Dan took a deep breath, trying to shake the images of what had happened out of his mind. "How do you want to propose? And why do you need Joe's permission? You're an adult, Alex, you don't act like one at all with the amount of dick jokes you tell, but you are an adult."

I shook my head a little. "That doesn't change anything. Joe and I get on well, we do, but he still doesn't like me dating Jack. He said if anyone dates Jack then he's glad it's me, but if I propose he'll kick my ass... I want to propose on mine and Jack's anniversary.
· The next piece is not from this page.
Issue #5234, opened 2024-02-10
ETC2 support for GL backend


tasogare3710:
**Description**

ETC2 is required if GL4.3 and higher or GL_ARB_ES3_compatibility extension is available.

I was going to take him out somewhere nice, then bowling to, uh... Reminisce old times." I said, thinking back to the 'naked bowling adventure' we had. "And I want to get a sticky label that says 'will you marry me?' And stick it on the bowling ball so when Jack picks it up, he sees it."

"Wow. That's actually really sweet, Alex. I didn't know you could be a romantic person... If you love Jack as much as you say you do, then just propose. Then work together with Jack to convince Joe. That's my advice." He yawned a little.

"I don't really like romance, but I'll do it for Jack." I thought for a moment before nodding. "Thanks, bro. Go to bed, I'll see you in the morning."

He yawned again and nodded "Night, see you in the morning." He replied before walking back to his room.

I slowly walked down stairs, thinking what to do as I walked into the living room.

I smiled softly, my train of thought fading as I saw my Jack, who was curled up on the couch fast asleep with Olivia and Sebastian (Our dogs) asleep beside him.

I grabbed a blanket and draped it over his beautiful, sleeping form, my heart aching as I saw his closed eyes were red and puffy, obviously from crying earlier.

I leant down, brushing his brown and blonde fringe from his face and pecking his forehead softly. "Night sweetheart. I love you." I whispered before standing up and walking out the room.

I sat on the edge of mine and Jack's bed, unable to sleep without my boyfriend being pressed up against me. I reached into my bedside table and grabbed my little black notebook, which held all my song lyrics and ideas.

I grabbed a pen, quickly jotting down a few words that I could maybe turn into a song with the help from the band. 'I can't sleep at all without you pressed up against me... I've settled for long distant calls I'm lost in empty pillow talk again...' I looked to the alarm clock and saw it was getting really late.

I placed my song book back in it's place and turned my lamp off, curling up in the covers and hugging Jack's pillow close to my chest, taking in the scent as I slowly drifted off into a dreamless sleep. I only ever dreamed when Jack was next to me. I'd dream of our future and how much he means to me when he was right beside me in my arms, but without him, I didn't dream.

I love him so much and I had a lot of apologising to do for how I'd yelled at him and made him cry, I felt so goddam guilty.